> [Problem statement]: Only lines holding the word "opened" are wanted. Copy them from the listing below.

● ● ● ●

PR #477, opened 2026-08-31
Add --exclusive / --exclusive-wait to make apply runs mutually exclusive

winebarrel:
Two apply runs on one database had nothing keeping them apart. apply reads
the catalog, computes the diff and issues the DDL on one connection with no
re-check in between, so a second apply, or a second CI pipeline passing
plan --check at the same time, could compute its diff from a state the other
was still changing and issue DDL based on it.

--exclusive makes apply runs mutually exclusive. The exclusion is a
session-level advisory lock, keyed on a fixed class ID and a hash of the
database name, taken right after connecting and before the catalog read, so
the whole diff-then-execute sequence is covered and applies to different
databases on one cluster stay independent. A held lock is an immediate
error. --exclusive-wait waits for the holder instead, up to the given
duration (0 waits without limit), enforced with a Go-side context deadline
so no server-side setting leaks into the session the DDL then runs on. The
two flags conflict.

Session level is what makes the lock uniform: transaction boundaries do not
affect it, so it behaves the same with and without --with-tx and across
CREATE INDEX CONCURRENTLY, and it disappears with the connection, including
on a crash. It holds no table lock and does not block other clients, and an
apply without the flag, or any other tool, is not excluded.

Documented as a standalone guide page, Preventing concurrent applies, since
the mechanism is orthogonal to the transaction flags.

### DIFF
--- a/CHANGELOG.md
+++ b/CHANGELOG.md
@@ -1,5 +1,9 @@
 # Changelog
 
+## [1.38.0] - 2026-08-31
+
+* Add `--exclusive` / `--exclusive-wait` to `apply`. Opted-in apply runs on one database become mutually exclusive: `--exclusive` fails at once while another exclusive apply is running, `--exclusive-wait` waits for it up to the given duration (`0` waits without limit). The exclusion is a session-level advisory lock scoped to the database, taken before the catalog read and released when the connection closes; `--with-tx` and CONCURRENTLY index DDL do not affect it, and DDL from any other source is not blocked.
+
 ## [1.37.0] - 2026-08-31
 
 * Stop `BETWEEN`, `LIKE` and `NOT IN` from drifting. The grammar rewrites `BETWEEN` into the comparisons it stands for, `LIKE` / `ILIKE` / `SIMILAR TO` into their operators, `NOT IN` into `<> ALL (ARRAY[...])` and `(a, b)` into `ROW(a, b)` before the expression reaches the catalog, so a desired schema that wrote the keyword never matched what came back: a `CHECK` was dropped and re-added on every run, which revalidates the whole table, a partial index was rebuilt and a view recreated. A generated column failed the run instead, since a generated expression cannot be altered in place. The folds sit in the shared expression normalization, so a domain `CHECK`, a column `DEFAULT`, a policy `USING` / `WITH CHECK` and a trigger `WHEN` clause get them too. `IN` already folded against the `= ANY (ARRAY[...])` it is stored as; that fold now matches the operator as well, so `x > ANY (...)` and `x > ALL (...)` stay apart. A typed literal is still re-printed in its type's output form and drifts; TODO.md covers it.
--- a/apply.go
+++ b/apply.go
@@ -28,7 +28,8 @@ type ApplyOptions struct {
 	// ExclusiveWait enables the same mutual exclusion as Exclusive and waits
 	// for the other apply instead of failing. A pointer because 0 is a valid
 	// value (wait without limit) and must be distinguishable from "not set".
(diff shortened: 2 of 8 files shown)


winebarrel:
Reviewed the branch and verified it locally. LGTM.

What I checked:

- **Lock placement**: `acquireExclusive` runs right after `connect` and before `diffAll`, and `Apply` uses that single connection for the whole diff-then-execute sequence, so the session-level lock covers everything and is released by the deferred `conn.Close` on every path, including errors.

● ● ● ●

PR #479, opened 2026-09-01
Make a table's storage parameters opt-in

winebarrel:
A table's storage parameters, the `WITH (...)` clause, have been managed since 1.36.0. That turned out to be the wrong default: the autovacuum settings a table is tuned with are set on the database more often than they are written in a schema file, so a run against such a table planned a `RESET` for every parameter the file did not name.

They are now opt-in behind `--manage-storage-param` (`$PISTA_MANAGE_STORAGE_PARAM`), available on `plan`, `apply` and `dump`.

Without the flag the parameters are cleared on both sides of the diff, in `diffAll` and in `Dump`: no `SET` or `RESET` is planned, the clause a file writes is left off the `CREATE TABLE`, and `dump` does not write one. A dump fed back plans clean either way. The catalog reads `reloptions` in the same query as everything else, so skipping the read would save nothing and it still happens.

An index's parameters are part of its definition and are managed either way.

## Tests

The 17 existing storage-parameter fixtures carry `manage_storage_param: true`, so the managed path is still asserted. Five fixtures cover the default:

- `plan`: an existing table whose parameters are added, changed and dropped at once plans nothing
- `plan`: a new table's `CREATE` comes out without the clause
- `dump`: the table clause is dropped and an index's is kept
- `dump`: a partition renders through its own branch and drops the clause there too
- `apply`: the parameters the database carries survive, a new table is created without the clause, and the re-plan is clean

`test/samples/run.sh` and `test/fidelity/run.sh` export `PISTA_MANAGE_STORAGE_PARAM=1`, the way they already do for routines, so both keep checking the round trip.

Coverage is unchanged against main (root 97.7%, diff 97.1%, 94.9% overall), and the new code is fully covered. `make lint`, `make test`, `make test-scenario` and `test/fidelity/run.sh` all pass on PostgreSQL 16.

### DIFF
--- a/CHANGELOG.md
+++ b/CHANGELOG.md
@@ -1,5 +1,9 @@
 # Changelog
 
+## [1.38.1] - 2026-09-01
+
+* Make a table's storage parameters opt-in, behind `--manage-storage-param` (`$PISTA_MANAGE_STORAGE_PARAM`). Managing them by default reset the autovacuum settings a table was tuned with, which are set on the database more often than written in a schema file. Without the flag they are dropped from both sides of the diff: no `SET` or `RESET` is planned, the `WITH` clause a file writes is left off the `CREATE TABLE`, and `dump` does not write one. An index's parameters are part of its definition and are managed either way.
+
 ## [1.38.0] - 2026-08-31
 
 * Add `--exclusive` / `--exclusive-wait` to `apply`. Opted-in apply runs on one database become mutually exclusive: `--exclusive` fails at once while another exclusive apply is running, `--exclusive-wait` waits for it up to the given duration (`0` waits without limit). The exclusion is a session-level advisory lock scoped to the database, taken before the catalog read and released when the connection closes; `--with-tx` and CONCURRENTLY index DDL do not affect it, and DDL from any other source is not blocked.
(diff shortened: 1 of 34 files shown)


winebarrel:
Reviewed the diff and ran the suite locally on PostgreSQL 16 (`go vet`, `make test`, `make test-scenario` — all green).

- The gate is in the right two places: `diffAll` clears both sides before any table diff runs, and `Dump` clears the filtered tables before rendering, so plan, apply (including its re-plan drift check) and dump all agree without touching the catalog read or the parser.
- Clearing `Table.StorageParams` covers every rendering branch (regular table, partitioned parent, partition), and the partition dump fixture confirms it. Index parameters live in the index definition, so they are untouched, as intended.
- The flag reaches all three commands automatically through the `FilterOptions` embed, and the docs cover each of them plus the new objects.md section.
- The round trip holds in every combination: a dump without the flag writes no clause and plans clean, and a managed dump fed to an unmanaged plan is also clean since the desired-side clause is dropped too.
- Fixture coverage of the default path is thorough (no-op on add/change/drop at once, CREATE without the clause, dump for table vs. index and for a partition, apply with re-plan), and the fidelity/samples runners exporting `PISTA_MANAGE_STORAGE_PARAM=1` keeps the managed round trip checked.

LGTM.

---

● ● ● ●

> [Response area]:
PR #477, opened 2026-08-31
PR #479, opened 2026-09-01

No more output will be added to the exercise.